> **WHAT IS NEEDED**:
Go through the records below and report each line with "suggested" in it.

> **DATA SHOWN**:

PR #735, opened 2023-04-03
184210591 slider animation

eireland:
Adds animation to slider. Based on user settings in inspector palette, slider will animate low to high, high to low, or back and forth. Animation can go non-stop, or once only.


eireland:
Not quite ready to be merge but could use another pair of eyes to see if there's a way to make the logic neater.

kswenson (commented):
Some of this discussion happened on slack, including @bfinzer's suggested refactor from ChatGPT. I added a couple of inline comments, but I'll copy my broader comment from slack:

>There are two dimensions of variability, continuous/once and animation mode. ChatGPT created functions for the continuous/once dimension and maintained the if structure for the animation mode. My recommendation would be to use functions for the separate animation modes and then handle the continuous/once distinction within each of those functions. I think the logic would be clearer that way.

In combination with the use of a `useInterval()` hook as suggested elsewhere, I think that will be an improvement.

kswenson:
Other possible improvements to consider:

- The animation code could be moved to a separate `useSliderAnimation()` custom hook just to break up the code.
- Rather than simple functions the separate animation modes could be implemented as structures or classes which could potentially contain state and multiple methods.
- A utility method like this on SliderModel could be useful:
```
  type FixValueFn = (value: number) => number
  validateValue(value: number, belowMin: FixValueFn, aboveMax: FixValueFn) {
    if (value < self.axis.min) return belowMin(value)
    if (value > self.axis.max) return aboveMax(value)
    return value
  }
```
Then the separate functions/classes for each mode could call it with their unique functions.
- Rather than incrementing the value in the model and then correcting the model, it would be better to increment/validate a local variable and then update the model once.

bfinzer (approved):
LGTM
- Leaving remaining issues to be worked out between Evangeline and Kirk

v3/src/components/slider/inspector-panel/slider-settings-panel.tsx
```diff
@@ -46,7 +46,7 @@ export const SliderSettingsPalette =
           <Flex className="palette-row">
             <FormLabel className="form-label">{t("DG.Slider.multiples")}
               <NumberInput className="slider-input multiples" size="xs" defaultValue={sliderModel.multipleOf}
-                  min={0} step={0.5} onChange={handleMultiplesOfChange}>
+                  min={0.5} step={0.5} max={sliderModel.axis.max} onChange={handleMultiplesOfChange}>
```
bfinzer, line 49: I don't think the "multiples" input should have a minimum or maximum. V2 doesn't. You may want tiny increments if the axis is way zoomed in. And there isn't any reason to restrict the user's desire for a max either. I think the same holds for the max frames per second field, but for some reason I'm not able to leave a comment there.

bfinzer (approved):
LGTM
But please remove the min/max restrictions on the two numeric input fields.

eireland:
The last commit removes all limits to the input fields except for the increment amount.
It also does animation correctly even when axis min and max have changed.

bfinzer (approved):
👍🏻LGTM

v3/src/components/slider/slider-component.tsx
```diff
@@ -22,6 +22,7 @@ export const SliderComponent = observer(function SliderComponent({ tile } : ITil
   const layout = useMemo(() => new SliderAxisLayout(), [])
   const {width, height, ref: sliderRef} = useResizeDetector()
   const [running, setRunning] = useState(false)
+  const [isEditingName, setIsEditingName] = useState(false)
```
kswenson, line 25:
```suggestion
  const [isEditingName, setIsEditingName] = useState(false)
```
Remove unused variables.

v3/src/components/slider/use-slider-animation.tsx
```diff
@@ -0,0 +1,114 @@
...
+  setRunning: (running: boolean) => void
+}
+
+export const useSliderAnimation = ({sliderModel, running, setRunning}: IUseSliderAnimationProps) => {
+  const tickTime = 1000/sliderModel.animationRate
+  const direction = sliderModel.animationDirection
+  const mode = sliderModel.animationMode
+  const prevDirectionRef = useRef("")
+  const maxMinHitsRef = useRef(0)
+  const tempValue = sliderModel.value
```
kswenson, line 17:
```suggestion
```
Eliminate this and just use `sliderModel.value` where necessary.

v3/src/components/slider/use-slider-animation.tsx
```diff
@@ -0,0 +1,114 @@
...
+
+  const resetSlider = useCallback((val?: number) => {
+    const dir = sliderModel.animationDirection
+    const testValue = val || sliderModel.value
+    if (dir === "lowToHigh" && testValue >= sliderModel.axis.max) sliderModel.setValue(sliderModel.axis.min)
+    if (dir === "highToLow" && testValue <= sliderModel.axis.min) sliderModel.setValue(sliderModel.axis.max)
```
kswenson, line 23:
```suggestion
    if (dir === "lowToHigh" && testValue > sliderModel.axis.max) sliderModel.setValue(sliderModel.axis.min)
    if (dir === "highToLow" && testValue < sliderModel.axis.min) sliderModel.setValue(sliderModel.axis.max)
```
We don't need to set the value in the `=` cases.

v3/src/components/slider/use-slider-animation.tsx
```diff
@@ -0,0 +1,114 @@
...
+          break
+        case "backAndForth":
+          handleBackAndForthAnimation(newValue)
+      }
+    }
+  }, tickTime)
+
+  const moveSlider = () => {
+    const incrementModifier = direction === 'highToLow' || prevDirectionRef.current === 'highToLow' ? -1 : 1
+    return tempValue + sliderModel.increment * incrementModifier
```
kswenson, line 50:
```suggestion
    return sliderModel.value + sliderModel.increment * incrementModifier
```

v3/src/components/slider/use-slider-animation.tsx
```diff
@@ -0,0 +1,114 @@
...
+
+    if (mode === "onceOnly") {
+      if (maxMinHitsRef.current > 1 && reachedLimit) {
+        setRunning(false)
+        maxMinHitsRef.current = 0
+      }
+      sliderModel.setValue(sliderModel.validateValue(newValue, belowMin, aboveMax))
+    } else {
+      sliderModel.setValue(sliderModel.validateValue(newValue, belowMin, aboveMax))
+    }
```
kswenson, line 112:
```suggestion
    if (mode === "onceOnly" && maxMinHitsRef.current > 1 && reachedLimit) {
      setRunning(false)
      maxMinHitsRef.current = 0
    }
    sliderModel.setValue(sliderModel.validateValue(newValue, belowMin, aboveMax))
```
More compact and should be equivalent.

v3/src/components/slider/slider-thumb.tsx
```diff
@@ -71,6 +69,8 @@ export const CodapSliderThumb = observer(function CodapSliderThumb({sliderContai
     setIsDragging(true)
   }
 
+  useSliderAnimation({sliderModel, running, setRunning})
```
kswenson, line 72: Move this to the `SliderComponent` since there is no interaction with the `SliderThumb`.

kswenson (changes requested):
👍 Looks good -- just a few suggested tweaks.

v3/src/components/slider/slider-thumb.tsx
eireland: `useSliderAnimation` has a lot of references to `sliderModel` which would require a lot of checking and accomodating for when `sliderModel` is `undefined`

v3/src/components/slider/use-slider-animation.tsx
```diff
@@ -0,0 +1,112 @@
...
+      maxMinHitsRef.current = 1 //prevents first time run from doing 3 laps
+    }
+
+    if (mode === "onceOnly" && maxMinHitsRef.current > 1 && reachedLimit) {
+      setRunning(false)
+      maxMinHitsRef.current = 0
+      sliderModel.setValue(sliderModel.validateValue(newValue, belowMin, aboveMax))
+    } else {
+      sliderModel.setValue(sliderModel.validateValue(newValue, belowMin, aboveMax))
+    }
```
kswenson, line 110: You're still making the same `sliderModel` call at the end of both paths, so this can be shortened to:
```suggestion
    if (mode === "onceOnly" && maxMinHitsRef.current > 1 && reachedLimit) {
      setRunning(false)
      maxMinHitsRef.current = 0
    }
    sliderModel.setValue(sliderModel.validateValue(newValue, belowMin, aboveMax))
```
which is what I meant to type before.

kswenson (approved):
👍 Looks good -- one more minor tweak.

> **PROBLEM SOLUTION**:
Some of this discussion happened on slack, including @bfinzer's suggested refactor from ChatGPT. I added a couple of inline comments, but I'll copy my broader comment from slack:
In combination with the use of a `useInterval()` hook as suggested elsewhere, I think that will be an improvement.
👍 Looks good -- just a few suggested tweaks.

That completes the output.